Increased Risk Associated with Premature Cessation of Dual Antiplatelet Therapy Due to Patient Non-Adherence, Not Physician-Recommendation

Results of the PARIS Registry reported at TCT 2012

 

November 30, 2012

November 30, 2012 — A large observational study found the increased risk associated with dual antiplatelet therapy cessation after percutaneous coronary intervention (PCI) is tied to patient non-adherence, as opposed to physician-recommended discontinuation. Results of the PARIS registry were presented at the 24th annual Transcatheter Cardiovascular Therapeutics (TCT) scientific symposium.

Dual antiplatelet therapy (DAPT), using aspirin and a second anticlotting medication, is recommended to reduce the risk of blood clots following the implantation of a stent. Current guidelines recommend 30 days DAPT following placement of a bare-metal (BMS) stent and one year following placement of a drug-eluting stent (DES).

The PARIS Registry was a multicenter, observational study of 5,033 patients receiving PCI with stents. In this study, DAPT cessation was uniquely categorized due to the specific reasons for discontinuation (for example, due to physician recommendations versus patient non-adherence for other reasons). Using these data, researchers examined the association between DAPT use and subsequent major adverse cardiovascular events (MACE).

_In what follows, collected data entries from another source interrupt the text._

PR #285, opened 2018-05-23
Fix sort

techkang:
I added doc sting to wiggle_sort.py, modified counting_sort.py and merge_sort.py so that the type of returned array is also numpy.ndarray when the type of input array is numpy.ndarray (the other sort method already achieved this). I alos wrap function in quick_sort.py, so we can use quick sort just like other sort method. And I also modified all the files according to pep8 specification.

### DIFF
--- a/sort/comb_sort.py
+++ b/sort/comb_sort.py
@@ -9,7 +9,6 @@ from math import floor
 
 
 def comb_sort(arr):
-
     def swap(i, j):
         arr[i], arr[j] = arr[j], arr[i]
 
@@ -18,7 +17,7 @@ def comb_sort(arr):
     shrink = 1.3
     sorted = False
     while not sorted:
-        gap = int(floor(gap/shrink))
+        gap = int(floor(gap / shrink))
         if gap > 1:
             sorted = False
         else:
--- a/sort/comb_sort.py
+++ b/sort/comb_sort.py
@@ -5,7 +5,6 @@ https://en.wikipedia.org/wiki/Comb_sort
 Worst-case performance: O(N^2)
 
 """
-from math import floor
 
 
 def comb_sort(arr):
@@ -17,7 +16,7 @@ def comb_sort(arr):
     shrink = 1.3
     sorted = False
     while not sorted:
-        gap = int(floor(gap / shrink))
+        gap = int(gap / shrink)
         if gap > 1:
             sorted = False
         else:
--- a/sort/heap_sort.py
+++ b/sort/heap_sort.py
@@ -14,7 +14,7 @@ def max_heap_sort(arr):
 def max_heapify(arr, end):
     """ Max heapify helper for max_heap_sort
     """
-    last_parent = int((end - 1) / 2)
+    last_parent = (end - 1) // 2
 
     # Iterate from last parent to first
     for parent in range(last_parent, -1, -1):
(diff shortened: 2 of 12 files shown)


techkang:
check failed because I wraped the qucik sort funciton.

sort/heap_sort.py
```diff
@@ -2,28 +2,29 @@ def max_heap_sort(arr):
...
         arr[0] = arr[i]
         arr[i] = temp
     return arr
 
+
 def max_heapify(arr, end):
     """ Max heapify helper for max_heap_sort
     """
-    last_parent = int((end-1)/2)
+    last_parent = int((end - 1) / 2)
```
goswami-rahul: `(end - 1) // 2`

sort/comb_sort.py
```diff
@@ -18,7 +17,7 @@ def swap(i, j):
     shrink = 1.3
     sorted = False
     while not sorted:
-        gap = int(floor(gap/shrink))
+        gap = int(floor(gap / shrink))
```
goswami-rahul: This can be just `gap = gap // shrink`.

sort/heap_sort.py
```diff
@@ -42,34 +43,36 @@ def min_heap_sort(arr):
...
 def min_heapify(arr, start):
     """ Min heapify helper for min_heap_sort
     """
     # Offset last_parent by the start (last_parent calculated as if start index was 0)
-    # All array accesses need to be offet by start
-    end = len(arr)-1
-    last_parent = int((end-start-1)/2)
+    # All array accesses need to be offset by start
+    end = len(arr) - 1
+    last_parent = int((end - start - 1) / 2)
```
goswami-rahul: same. please change this with floor division `//`.

techkang:
@goswami-rahul Thanks, I changed code according to your advise.

sort/comb_sort.py
```diff
@@ -18,7 +16,7 @@ def swap(i, j):
     shrink = 1.3
     sorted = False
     while not sorted:
-        gap = int(floor(gap/shrink))
+        gap = int(gap / shrink)
```
goswami-rahul: Thanks for the edits. 
I think you missed this line. This line could be `gap //shrink`.

goswami-rahul:
@techkang Please also remove the extra 2 arguments from the tests of quicksort, so that the tests will pass.

sort/comb_sort.py
techkang: Because shrink is not a int, so gap // shrink is not a int neither.

techkang:
@goswami-rahul I added two default arguments to quick_sort to pass test. However, it seems that it doesn't work well. Can you help me out?

danghai:
Hi @techkang , I see it works. Could you elaborate it why it does not work?

sort/comb_sort.py
goswami-rahul: oh I see. Thanks for pointing out.

sort/quick_sort.py
```diff
@@ -1,17 +1,25 @@
-def quick_sort(arr, first, last):
-    """ Quicksort
+def quick_sort(arr, first=0, last=-999):
```
goswami-rahul: This looks fine. But the version with the single argument `arr` was better. I meant to say that you make changes in the test cases in tests/test_sort.py, and remove those extra arguments from the quicksort call.

goswami-rahul:
@techkang there is no issue with the tests. Travis build passed. I don't know why Coveralls is showing decreased coverage. Maybe its because of the newly added `quicksort_recur` function. Don't worry about it :)

goswami-rahul:
sorry i clicked close button by mistake. I am on my phone .

danghai:
@goswami-rahul If the Coverall decrease, it is okay. Because you may add more test case, or you change something in flow code ( if condition, call other functions, ...)

techkang:
@goswami-rahul I updated code and delete two arguments of quick sort.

Among patients stopping DAPT at one year, most (approximately 62 percent) were classified as non-adherent by the pre-specified PARIS criteria. The incidence of MACE at one-year was higher in non-adherent patients than in those who discontinued therapy on physician recommendation (13.7 percent vs. 6.5 percent, p=<0.001). Those patients who remained on DAPT had a similar rate of adverse events as those who discontinued therapy on physician recommendation (6.5 percent). The PARIS investigators also observed that DAPT cessation within one year was associated with an increased risk for all adverse events, an association that was strongest in the first seven days and lessened after 30 days.

“Results of the PARIS registry indicate that the increased risk associated with DAPT cessation is entirely attributable to non-adherence as physician-guided discontinuation did not increase adverse events,” said the lead investigator, Roxana Mehran, M.D. Mehran is professor of Medicine at Mount Sinai School of Medicine and director of Interventional Cardiovascular Research and Clinical Trials at the Zena and Michael A. Wiener Cardiovascular Institute. She also serves as chief scientific officer of the CRF Clinical Trials Center.

“These findings suggest that the risks associated with DAPT cessation following PCI are not uniform and varies by underlying mode, a novel finding that might influence practice patterns and risk assessment in post-PCI patients stopping DAPT,” said Mehran.